= Beginning of Section =
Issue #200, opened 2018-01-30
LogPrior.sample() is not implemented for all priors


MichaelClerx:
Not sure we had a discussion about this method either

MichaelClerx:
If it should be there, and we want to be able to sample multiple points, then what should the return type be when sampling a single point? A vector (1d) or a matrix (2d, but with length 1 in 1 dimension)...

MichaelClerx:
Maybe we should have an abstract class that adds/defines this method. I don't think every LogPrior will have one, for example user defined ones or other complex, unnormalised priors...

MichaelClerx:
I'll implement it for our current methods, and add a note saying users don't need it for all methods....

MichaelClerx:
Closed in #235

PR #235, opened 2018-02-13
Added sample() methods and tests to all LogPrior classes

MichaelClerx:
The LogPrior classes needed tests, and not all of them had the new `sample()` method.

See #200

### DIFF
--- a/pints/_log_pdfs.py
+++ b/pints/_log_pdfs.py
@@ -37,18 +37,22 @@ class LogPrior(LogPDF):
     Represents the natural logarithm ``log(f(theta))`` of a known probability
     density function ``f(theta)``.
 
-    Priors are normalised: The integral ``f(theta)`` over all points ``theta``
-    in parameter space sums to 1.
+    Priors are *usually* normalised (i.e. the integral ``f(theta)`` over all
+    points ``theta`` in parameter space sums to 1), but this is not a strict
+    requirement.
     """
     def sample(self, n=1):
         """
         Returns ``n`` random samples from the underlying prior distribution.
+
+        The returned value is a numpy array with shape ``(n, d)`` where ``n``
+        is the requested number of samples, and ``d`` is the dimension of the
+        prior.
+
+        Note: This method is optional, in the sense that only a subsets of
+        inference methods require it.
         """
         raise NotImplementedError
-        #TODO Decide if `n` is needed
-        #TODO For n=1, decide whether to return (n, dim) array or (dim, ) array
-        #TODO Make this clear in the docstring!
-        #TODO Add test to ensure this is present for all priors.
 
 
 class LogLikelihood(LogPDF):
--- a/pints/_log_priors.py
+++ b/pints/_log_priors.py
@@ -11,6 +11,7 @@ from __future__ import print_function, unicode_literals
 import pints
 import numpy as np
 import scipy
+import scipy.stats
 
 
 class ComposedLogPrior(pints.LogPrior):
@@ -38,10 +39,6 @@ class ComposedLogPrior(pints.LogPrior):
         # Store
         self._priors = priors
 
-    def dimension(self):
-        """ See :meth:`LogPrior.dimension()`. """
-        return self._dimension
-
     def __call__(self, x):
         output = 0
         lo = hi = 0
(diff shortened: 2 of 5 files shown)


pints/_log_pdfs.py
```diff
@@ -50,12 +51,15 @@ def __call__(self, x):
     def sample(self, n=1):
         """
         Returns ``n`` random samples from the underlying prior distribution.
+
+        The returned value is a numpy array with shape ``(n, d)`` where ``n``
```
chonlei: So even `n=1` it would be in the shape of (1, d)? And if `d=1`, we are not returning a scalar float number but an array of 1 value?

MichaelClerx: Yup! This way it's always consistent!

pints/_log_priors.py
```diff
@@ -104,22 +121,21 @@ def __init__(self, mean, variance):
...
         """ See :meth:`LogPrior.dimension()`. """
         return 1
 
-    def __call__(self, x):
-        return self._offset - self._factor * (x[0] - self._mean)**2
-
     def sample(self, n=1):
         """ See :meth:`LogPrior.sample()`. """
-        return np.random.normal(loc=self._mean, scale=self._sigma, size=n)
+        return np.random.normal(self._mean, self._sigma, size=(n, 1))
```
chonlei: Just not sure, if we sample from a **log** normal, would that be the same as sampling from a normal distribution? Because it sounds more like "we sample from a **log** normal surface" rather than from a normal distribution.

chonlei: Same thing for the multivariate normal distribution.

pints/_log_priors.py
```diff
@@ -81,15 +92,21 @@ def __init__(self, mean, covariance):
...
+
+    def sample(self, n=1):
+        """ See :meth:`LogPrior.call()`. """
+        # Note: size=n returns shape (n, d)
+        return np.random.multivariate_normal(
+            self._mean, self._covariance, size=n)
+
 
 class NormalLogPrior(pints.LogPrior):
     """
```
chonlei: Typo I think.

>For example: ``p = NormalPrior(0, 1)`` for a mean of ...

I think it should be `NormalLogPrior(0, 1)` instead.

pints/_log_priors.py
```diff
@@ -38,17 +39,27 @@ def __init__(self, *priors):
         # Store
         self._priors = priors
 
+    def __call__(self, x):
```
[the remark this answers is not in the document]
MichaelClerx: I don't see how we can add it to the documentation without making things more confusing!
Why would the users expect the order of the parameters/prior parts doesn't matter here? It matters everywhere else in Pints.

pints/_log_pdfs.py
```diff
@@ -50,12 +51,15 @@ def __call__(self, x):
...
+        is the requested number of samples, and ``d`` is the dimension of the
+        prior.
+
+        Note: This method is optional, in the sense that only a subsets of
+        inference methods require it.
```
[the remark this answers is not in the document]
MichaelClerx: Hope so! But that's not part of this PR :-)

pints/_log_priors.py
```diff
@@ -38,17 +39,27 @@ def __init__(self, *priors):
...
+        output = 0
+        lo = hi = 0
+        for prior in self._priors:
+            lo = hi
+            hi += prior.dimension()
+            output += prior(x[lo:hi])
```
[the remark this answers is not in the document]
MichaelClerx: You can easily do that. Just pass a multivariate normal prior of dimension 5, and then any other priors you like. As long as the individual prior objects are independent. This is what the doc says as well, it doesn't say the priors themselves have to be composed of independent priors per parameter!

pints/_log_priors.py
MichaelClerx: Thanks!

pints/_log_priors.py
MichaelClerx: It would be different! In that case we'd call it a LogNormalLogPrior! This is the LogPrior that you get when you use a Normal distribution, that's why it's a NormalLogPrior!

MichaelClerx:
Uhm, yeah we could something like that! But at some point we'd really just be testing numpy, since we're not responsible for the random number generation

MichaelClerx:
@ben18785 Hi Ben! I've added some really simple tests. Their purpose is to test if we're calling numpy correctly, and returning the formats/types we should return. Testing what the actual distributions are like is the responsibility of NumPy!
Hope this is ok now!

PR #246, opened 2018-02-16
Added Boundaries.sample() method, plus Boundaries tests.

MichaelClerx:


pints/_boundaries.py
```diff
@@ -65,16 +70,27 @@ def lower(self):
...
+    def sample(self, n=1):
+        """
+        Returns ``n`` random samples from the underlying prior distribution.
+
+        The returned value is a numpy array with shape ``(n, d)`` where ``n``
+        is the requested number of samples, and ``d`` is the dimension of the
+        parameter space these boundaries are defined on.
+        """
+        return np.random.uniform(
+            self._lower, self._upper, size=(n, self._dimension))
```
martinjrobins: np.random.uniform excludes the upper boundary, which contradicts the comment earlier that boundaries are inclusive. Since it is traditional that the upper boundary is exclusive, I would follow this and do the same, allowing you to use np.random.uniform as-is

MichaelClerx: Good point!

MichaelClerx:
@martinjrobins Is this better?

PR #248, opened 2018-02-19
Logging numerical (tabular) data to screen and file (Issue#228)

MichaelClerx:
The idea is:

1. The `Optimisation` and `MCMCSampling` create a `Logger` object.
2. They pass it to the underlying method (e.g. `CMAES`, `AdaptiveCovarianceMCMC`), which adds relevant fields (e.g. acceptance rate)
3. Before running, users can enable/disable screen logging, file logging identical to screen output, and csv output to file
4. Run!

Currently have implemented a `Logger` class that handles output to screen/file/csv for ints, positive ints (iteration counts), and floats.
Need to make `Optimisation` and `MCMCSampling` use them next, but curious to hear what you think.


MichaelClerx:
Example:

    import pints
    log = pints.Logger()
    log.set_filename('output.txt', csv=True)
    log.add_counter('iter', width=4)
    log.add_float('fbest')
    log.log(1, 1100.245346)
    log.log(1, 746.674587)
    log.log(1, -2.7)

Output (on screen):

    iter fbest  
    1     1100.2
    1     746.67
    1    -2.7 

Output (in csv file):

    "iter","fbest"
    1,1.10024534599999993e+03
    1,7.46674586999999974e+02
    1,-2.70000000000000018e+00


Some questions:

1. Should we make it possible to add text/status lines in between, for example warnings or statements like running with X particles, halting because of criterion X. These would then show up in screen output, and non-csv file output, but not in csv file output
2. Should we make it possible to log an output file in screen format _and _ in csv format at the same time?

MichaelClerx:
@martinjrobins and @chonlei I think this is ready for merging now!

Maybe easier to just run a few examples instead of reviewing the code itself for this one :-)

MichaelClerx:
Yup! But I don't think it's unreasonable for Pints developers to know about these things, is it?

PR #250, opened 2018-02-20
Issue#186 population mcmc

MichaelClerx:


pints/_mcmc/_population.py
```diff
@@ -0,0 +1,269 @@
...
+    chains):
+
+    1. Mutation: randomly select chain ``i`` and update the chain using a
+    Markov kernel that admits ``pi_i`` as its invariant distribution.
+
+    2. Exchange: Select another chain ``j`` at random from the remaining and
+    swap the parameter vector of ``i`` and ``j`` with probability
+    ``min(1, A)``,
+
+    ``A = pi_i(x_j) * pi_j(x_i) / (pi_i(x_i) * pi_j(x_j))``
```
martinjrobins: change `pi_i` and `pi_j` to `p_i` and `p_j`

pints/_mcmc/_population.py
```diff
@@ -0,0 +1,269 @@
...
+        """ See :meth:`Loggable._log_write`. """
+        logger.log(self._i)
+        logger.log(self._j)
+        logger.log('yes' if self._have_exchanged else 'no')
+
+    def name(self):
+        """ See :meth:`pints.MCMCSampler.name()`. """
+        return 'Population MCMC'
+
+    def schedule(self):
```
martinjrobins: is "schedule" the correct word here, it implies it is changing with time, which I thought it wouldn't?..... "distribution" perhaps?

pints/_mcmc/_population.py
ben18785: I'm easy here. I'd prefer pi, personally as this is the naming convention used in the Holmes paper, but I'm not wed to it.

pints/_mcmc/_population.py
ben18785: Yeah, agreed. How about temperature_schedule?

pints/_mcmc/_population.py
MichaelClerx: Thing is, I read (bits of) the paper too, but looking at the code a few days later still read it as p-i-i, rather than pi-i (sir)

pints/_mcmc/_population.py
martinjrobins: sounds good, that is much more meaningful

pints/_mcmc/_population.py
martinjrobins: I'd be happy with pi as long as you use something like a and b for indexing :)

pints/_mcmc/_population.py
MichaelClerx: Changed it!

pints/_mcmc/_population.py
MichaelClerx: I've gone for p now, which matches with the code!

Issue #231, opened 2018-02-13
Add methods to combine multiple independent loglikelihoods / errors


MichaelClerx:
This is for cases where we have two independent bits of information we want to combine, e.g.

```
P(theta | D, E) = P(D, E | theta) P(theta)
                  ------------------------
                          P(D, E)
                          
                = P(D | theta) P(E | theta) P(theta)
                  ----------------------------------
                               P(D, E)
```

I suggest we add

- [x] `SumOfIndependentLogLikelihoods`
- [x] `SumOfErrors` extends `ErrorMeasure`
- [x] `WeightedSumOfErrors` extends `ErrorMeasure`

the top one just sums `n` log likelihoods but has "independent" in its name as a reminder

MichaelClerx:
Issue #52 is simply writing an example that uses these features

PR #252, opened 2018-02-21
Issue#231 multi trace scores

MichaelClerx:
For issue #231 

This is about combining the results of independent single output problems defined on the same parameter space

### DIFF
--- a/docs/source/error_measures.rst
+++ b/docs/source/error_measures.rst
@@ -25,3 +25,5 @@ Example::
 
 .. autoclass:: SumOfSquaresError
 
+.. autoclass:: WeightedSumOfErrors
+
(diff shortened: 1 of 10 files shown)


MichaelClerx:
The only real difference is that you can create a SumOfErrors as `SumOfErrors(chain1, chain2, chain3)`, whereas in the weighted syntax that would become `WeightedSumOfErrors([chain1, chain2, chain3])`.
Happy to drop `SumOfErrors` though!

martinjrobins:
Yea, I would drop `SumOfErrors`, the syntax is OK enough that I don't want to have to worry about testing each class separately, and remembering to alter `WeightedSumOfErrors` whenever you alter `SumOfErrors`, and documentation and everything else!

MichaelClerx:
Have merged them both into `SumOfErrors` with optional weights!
= End of Section =
= Beginning of Section =
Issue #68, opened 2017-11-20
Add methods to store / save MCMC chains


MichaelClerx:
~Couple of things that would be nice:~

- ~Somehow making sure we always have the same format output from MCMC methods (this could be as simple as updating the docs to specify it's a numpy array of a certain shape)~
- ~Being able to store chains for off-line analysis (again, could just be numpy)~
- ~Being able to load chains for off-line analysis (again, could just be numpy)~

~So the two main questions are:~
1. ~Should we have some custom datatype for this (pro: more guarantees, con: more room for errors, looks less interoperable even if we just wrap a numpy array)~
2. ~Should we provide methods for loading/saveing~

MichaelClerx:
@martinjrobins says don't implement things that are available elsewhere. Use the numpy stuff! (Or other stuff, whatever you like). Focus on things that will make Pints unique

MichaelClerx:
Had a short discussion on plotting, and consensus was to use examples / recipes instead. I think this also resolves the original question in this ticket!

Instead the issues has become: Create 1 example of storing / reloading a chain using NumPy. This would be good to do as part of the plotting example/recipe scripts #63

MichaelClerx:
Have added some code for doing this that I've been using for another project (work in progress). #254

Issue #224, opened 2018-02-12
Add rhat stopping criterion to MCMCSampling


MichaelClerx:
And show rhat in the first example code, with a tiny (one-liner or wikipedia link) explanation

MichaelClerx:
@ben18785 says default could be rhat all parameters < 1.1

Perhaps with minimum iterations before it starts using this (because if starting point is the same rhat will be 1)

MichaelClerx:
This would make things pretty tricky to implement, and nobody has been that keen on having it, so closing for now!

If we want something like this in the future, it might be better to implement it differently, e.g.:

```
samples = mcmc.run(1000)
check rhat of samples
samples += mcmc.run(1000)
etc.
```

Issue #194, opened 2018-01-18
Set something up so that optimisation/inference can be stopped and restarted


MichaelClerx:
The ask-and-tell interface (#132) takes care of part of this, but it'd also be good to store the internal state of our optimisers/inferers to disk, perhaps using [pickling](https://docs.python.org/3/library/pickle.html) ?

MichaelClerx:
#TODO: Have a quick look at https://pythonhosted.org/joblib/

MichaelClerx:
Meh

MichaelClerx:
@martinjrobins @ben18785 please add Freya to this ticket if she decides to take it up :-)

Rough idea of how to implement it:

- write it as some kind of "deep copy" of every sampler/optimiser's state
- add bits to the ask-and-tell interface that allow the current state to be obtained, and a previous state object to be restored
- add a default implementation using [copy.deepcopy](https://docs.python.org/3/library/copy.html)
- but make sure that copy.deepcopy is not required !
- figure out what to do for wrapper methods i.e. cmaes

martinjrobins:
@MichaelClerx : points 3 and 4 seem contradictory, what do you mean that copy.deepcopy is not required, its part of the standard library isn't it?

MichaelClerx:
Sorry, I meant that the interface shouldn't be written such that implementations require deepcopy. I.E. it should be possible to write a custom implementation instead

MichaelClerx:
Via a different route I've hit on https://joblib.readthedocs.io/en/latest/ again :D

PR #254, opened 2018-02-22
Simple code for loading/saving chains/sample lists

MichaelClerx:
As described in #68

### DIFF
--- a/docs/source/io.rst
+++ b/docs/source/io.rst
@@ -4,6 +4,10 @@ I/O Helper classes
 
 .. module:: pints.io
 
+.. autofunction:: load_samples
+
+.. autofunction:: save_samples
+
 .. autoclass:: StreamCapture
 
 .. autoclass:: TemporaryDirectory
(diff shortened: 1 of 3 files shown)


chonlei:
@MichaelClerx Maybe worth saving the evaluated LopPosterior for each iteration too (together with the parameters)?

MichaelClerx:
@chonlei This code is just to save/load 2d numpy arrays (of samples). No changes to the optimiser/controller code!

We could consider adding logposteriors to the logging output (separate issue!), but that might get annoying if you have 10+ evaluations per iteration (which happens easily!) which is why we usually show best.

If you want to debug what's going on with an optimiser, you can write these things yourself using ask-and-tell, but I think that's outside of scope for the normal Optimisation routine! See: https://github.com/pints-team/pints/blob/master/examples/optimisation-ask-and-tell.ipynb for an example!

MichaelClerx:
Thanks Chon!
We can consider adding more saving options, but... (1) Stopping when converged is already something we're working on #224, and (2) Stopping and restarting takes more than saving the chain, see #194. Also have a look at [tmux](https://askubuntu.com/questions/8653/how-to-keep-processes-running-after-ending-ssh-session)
= End of Section =
_Directions_
Lines holding "paper" in the listing above: report how many there are, with the number alone.

_Written solution_
2